Drittens warnt Izgorodinas davor, eine mögliche Erholung in Deutschland zu unterschätzen. Trotz der verbreiteten Wahrnehmung einer anhaltenden Schwäche habe der Aufschwung bereits eingesetzt. Gerade jetzt sei ein günstiger Zeitpunkt, um die Präsenz auf dem deutschen Markt auszubauen, da das Abwärtspotenzial begrenzt, das Wachstumspotenzial jedoch hoch sei.

Kritik an der Aussagekraft von Stimmungsindikatoren

Skeptischer äußert sich Indrė Genytė-Pikčienė, Chefökonomin der Artea-Gruppe. Das Modell könne Hinweise auf die kurzfristige Entwicklung liefern, lasse sich jedoch nicht als vollwertige Konjunkturprognose verstehen.

Erwartungen allein seien kein ausreichender Maßstab, da reale wirtschaftliche Entwicklungen von zahlreichen Faktoren beeinflusst würden. Dazu zählen unter anderem sektorale Trägheiten, Kreditbedingungen, externe Schocks und wirtschaftspolitische Entscheidungen. Veränderungen in der Stimmung hätten daher häufig nur begrenzte Auswirkungen auf reale Konjunkturverläufe.

Grenzen internationaler Vergleiche

Zudem sei die Vergleichbarkeit von Stimmungsindikatoren zwischen einzelnen Ländern eingeschränkt. Indikatoren wie der Economic Sentiment Indicator würden jeweils am historischen Durchschnitt eines Landes normiert.

Diese historischen Mittelwerte seien wiederum von nationalen Besonderheiten geprägt. Der Nutzen solcher Indizes liege daher vor allem in der Analyse von Trends und Richtungsänderungen, weniger in absoluten Vergleichen. Stimmungsindikatoren seien daher eher als Frühwarnsignale innerhalb eines breiteren Analyseinstrumentariums zu verstehen.

Bewertung nur im Zusammenspiel mit Fundamentaldaten

Auch der Ökonom Algirdas Bartkus von der Universität Vilnius mahnt zur Zurückhaltung. Zwar sei der Versuch einer wissenschaftlich fundierten Bewertung grundsätzlich zu begrüßen, doch der Abstand zum langfristigen Durchschnitt könne kein fundamentales Wirtschaftskriterium darstellen.

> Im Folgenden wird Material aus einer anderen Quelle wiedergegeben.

PR #184, opened 2026-09-16
NCBC-4233: Stop running the cleanup timer callback as async void

davidkelly:
## Summary

`PerCollectionCleaner`'s `Timer` callback was `async void` — the last one in `src/`. Anything escaping it was re-thrown on a ThreadPool thread with no `SynchronizationContext` to catch it, which terminates the process.

The ticket framed this as future-proofing, but it was a **live crash path**. The body's catch-all does not cover it: an exception thrown inside a `catch` block is not caught by a sibling `catch`, and two of the handlers go on to do real work — the collection-not-found handler invokes a caller-supplied callback, and both it and the auth-error handler `await DisposeAsync()`.

Tracing that surfaced three more defects in the same class, all fixed here:

- Every handler logged **before** releasing the timer-callback mutex, so a throwing log sink leaked it. `DisposeAsync` waits on that mutex without a timeout, so it then blocked forever, hanging `Transactions.DisposeAsync`.
- A throwing sink likewise escaped a handler that had just decided to stop, skipping the teardown — trading a crash for a cleaner that retries a disowned collection once per window, forever.
- `DisposeAsync` guarded on an unsynchronised `IsCancellationRequested` check. Two callers race it (the `LostTransactionManager` at shutdown, and a cycle disposing itself on an auth error or a deleted collection), and the second could return while the first was still mid-disposal — so the cluster was disposed out from under `RemoveClient` and the client record left behind, keeping this client's share of ATRs assigned to a client that is never coming back.

## Changes

- **Split the callback** into a `void` adapter and an `async Task` method whose outer catch cannot fault — which is what makes discarding the returned Task honest rather than fire-and-forget.
- **Mutex released from a `finally`, teardown run from an outer one.** Handlers now only record *why* the cycle is stopping, so a throw on their way out — a logging provider disposed during shutdown is the likely one — cannot cost us either invariant.
- **Disposal runs once through a `Lazy<Task>`** that every caller awaits. It yields first, so nothing runs under `Lazy`'s lock while `Stop()` cancels a token whose registrations execute inline.
- **The whole teardown path survives a dead log sink.** `DisposeOnceAsync` logs between each of its steps, so those go through a `TryLog` that swallows — otherwise the first throw skips the rest, including the client-record removal. `DisposeOnceAsync` is also total, because `_disposal` caches its Task and awaiting a faulted Task rethrows at every later caller. A teardown that does not complete is reported at Warning, not lost among the breadcrumbs.
- **Timer built from the injected `TimeProvider`**, via a new `TimerFactory.CreateWithFlowSuppressed` overload. Makes the callback drivable from a `FakeTimeProvider`, and stops this timer pinning the `ExecutionContext` present at lazy bootstrap — the leak every other long-lived periodic timer in the SDK already avoids, and which this one was the sole holdout on.
- **The constructor never starts the timer.** `TestHooks` is assigned by an object initializer *after* it returns, and `TestHooks.BeforeGetRecord` is the first call the first cleanup cycle makes — so a self-starting cleaner ran its first pass against the default hooks. `CleanerForCollection` now constructs, wires up, then calls `Start()`. `startDisabled` is gone from `PerCollectionCleaner`, `LostTransactionManager` and the FIT performer.
- **Drive-by:** deleted a `public void Dispose()` that disposed nothing (it called `Stop()`, leaving the timer, CTS and semaphore alive), and folded `TimerFactory`'s two overloads onto one shared helper.

## Testing

Thirteen tests drive the callback and the disposal path through a `FakeTimeProvider`. Each fix has one that fails without it — verified by reverting each in turn; the mutex one fails by hanging, and the constructor one by observing a cycle that ran before its hooks were wired. No wall-clock waits: a fake timer given a zero due time fires synchronously inside `Start()`, and the disposal failures are routed through a log call inside a `catch` so they escape `RemoveClient`'s retry loop rather than sitting through its delays.

3013 unit tests pass on net8.0 and net10.0. net48, netstandard2.0 and netstandard2.1 compile clean.

FIT: [`op-onprem-func-lite`](https://github.com/couchbase/couchbase-net-client/actions/runs/35461999761) (3 nodes, needed — `TransactionTestBase` fails wholesale on 1-node clusters), against performer `NCBC-4233` built from ff5a70952.

## Review notes

Review raised four things, all addressed:

- The `Lazy<Task>` caches a failed disposal and re-raises it at every later caller. Correct — though by a different mechanism than named: an `async` factory never throws synchronously, so `Lazy` caches a *faulted Task* rather than an exception. Fixed by making the factory total, and by making the logging between the teardown steps unable to throw in the first place.
- The `Task.Yield()`'s original justification did not hold. `Task.Delay(token)` does not resume its continuation inline (measured), KV operations complete through `AsyncStateBase` with `RunContinuationsAsynchronously`, and the two plain `TaskCompletionSource`s in `src/` are unreachable from cleanup. Kept for a reason that does hold: cancellation registrations always run inline on the cancelling thread, so without it `Stop()` executes them under `Lazy`'s lock.
- `TryLog` was hardcoded to Debug, which silently demoted a failed teardown that previously surfaced at Warning. Now takes a level.
- The teardown was an `await` inside a `finally` inside a `finally`. Extracted to `RunStopAsync`.

The last commit trims the comments this change added — 207 lines out, 89 back. The history and the review argument live in the commit messages rather than the source.


src/Couchbase/Client/Transactions/Cleanup/LostTransactions/PerCollectionCleaner.cs
```diff
@@ -35,30 +36,50 @@ internal class PerCollectionCleaner : IAsyncDisposable
         // ProcessClient, which the timer-callback mutex serializes - so no concurrent collection is needed.
         private readonly AtrCleanupQueue _atrsToClean;
         private readonly CancellationTokenSource _cancelToken = new ();
+        // Lazy's default thread-safety mode runs the factory once under a lock and hands every other caller
+        // the same Task - which is exactly the "dispose once, everyone awaits it" contract wanted here.
+        private readonly Lazy<Task> _disposal;
```
jeffrymorris, line 41: I am pretty sure if this throws an exception it's gonna cause an issue because it's cached and subsequent calls will rethrow the exception. Maybe add a test to prove/disapprove it?

davidkelly: Good catch — right conclusion, though by a different mechanism than the one you named, and the mechanism turned out to matter less than what it was hiding.

Lazy's own exception caching can't fire here: the factory is `DisposeOnceAsync`, an `async Task` method, and async methods never throw synchronously — so Lazy always gets a Task back and caches *that*, never an exception. But the Task it caches can be **faulted**, and awaiting a faulted Task rethrows every time. Identical observable behaviour. I probed it rather than trust my memory:

```
async factory (what we have):  first threw, second threw | IsValueCreated=True
sync-throwing factory:         first threw, second threw | IsValueCreated=False
```

The second line is real Lazy exception caching; ours is the first.

What made it worth fixing rather than just documenting is what's most likely to throw in there. `DisposeOnceAsync` had five `LogDebug` calls between its teardown steps, plus one in `Stop()`. A logging provider disposed before the SDK is the realistic way a sink throws, and disposal is exactly when that race is on — so a dead sink could skip the timer disposal and `RemoveClient()`, leaving this client's share of the ATRs assigned to a client that is never coming back. With the `Lazy`, no later caller would retry it. I'd actually conceded that gap in a comment on the collection-not-found teardown and decided it wasn't worth closing; your question makes that a much harder sell, because the `Lazy` makes the half-finished state permanent.

Fixed in 4742d963e, two parts:

1. Every log on the teardown path now goes through a `TryLog` that swallows — same precedent as `TryReleaseMutex` just above it. With nothing throwable between the steps, the sequence always runs to the end. Worth saying that an outer catch **alone** would not have fixed this: it makes the Task complete rather than fault, but the steps after the throw are still skipped, so it only trades a loud half-disposed cleaner for a quiet one.
2. `DisposeOnceAsync` is now total — the discipline `RunCleanupCycleAsync` already documents — so the cached Task can never be faulted and this is closed by construction rather than by argument. Swallowing costs nothing the callers were using: `RemoveClientEntries` already catches and logs around its `Task.WhenAll` (`LostTransactionManager.cs:130`), and the self-disposing cycle discards it into its own guard.

Three tests, each verified to fail without the part it covers:

- `ThrowingLogSink_DuringDisposal_StillRemovesTheClientRecord`
- `FailedDisposal_IsNotRethrownToLaterCallers` — disposes three times through a failed teardown; before this, all three threw
- `FailedDisposal_DoesNotFaultTheSelfDisposingCleanupCycle` — the production interleaving, a cycle disposing itself while the manager disposes it at shutdown

No wall-clock waits: the fault is routed through a log call inside a `catch`, so it escapes `RemoveClient`'s retry loop rather than sitting through its delays.

src/Couchbase/Client/Transactions/Cleanup/LostTransactions/PerCollectionCleaner.cs
```diff
@@ -86,40 +109,87 @@ public override string ToString()
...
-            }
-        }
+            // Yield before touching anything. An async method runs synchronously until its first await that
+            // actually yields, and this one is a Lazy value factory - so without this, everything down to the
+            // first incomplete await executes while Lazy's recursion guard is armed. Stop() below cancels a
+            // token whose registrations run inline on this thread, which can resume a parked cleanup cycle
+            // here; if that cycle then unwinds to its own teardown (the auth path does, with no await on the
+            // way), it re-enters _disposal.Value on this very thread and Lazy throws. Yielding first hands the
+            // Task back immediately, so a re-entrant caller simply awaits the disposal already in flight.
+            await Task.Yield();
```
emilienbev, line 156: I'm not sure I understand the comment on this about the "recursion guard", but I deleted this and the tests still passed.

src/Couchbase/Client/Transactions/Cleanup/LostTransactions/PerCollectionCleaner.cs
```diff
@@ -86,40 +109,87 @@ public override string ToString()
...
             }
-            else
+            catch (Exception ex)
             {
-                _logger.LogDebug("PerCollectionCleaner for '{bkt}' is already disposed.", FullBucketName);
+                // The steps themselves can still throw where TryLog cannot help: Timer.Change and
+                // CancellationTokenSource.Cancel/Dispose can raise ObjectDisposedException, Cancel surfaces
+                // anything an inline registration throws, and RemoveClient logs from inside its own catch
+                // blocks.
+                TryLog("Disposal of '{bkt}' did not complete: {ex}", FullBucketName, ex);
```
emilienbev: With the method below these incomplete disposals only log at Debug but it whereas it was WARN before. Since out debug logs are already heavy I'd probably want to add a Level parameter to TryLog below and do this one at WARN?

src/Couchbase/Client/Transactions/Cleanup/LostTransactions/PerCollectionCleaner.cs
```diff
@@ -155,43 +274,88 @@ private async void TimerCallback(object? state)
...
+                {
+                    TryReleaseMutex();
+                }
             }
-            catch (Exception ex)
+            finally
             {
-                _logger.LogWarning("Processing of bucket '{bkt}' failed unexpectedly: {ex}", FullBucketName, ex);
-                TryReleaseMutex();
+                if (stop != StopReason.None)
```
emilienbev, line 340: Mother of all try/catches 😅 I would probably pull the code in that last `finally` in its own `private Task RunStopAsync(StopReason reason)` to make it easier to read and so we don't have an `await DisposeAsync().CAF();` inside a `finally` _inside a `finally`_

emilienbev (commented):
Left a couple nits/questions, but otherwise LGTM 👍 The code comments are pretty verbose, I would try to cut them down to much shorter high-level statements where necessary.

src/Couchbase/Client/Transactions/Cleanup/LostTransactions/PerCollectionCleaner.cs
davidkelly: oh - that's a good point!

src/Couchbase/Client/Transactions/Cleanup/LostTransactions/PerCollectionCleaner.cs
davidkelly: You're right, and the comment was wrong — thanks for pulling on it. Nothing tested it because nothing *could* trip it.

I measured the three ways a parked await can resume when `Stop()` cancels the token:

```
Task.Delay(ct)                                inline=False  no exception
TCS via ct.Register (default)                 inline=True   *** InvalidOperationException
TCS via ct.Register (RunContinuationsAsync)   inline=False  no exception
```

Line 2 is exactly the Lazy recursion-guard trip the comment describes, so the *shape* is real — but ``Task.Delay`` is not it. .NET's `DelayPromise` completes its continuations asynchronously. I checked the other candidates on this path too: KV operations complete through `AsyncStateBase`, which passes `RunContinuationsAsynchronously` (`AsyncStateBase.cs:65`), and the only two plain `TaskCompletionSource`s in `src/` (`TaskHelpers.WhenAnySuccessful`, `OperationWrapper`) aren't reachable from cleanup.

I've kept the yield, but for a reason that does still hold and that I'd missed: cancellation registrations always run inline on the cancelling thread — `RunContinuationsAsynchronously` only governs Task continuations, not registrations — so without the yield, `Stop()` executes arbitrary registration callbacks while holding Lazy's lock. The comment now says that, and records what was measured about the claim it replaces so nobody has to re-derive it.

Fixed in 920c2b42f.

src/Couchbase/Client/Transactions/Cleanup/LostTransactions/PerCollectionCleaner.cs
davidkelly: Good catch, and it's worse than a level nit — it's a regression I introduced in the previous commit.

Before `DisposeOnceAsync` was made total, a failed teardown propagated out to `LostTransactionManager.RemoveClientEntries`, which logs it at Warning (`LostTransactionManager.cs:130`). Swallowing it here silently demoted a half-disposed cleaner to a Debug breadcrumb — in, as you say, an already heavy stream.

`TryLog` now takes a `LogLevel`, defaults to Debug for the breadcrumbs, and the "did not complete" message goes out at Warning. There's a test pinning it, verified to fail when the level is put back.

Worth noting the test needed to match on the message, not just the level: `RemoveClient` emits its own Warning on that same path, so asserting `Contains(Warning)` passed even with the fix reverted.

Fixed in 920c2b42f.

src/Couchbase/Client/Transactions/Cleanup/LostTransactions/PerCollectionCleaner.cs
davidkelly: Agreed — `await DisposeAsync()` inside a `finally` inside a `finally` is too much to ask anyone to hold in their head. Pulled out into `private async Task RunStopAsync(StopReason reason)` as you suggested, leaving a single `await RunStopAsync(stop)` at the call site.

Behaviour-preserving: the ordering that actually matters — the inner `finally` releasing the mutex before `DisposeAsync` re-acquires it — is unchanged, since the call still happens from the outer `finally`. I left the comment explaining *why* the teardown is deferred at the call site rather than moving it into the new method, since that's the non-obvious part.

Fixed in 920c2b42f.

emilienbev (approved):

Ein solcher Durchschnitt sei kein Gleichgewichtswert, sondern lediglich ein statistischer Referenzpunkt. Zudem hänge er stark vom gewählten Zeitraum ab und könne durch Krisen oder Boomphasen verzerrt werden. Abweichungen vom Mittelwert sollten daher als Einschätzung und nicht als Beweis interpretiert werden.

Methodische Einordnung und Bezug zu Deutschland

Izgorodinas verteidigt die Wahl des Jahres 2007 als Referenzpunkt mit dem Hinweis, dass dies dem Standard der Europäischen Kommission entspreche. Da auch für den Citadele-Index ausschließlich Daten der Kommission verwendet würden, sei diese Methodik konsequent.

Für Deutschland ergibt sich aus der Analyse ein ambivalentes Bild. Die aktuelle Konjunkturschwäche ist deutlich ausgeprägt, zugleich mehren sich jedoch die Hinweise auf eine zyklische Bodenbildung. Für deutsche Unternehmen und Investoren könnte dies bedeuten, dass sich frühzeitig neue Chancen eröffnen. Gerade für exportorientierte Branchen und den Industriesektor unterstreicht die Analyse die Bedeutung, konjunkturelle Wendepunkte nicht zu verpassen und wirtschaftspolitische Signale frühzeitig in strategische Entscheidungen einzubeziehen.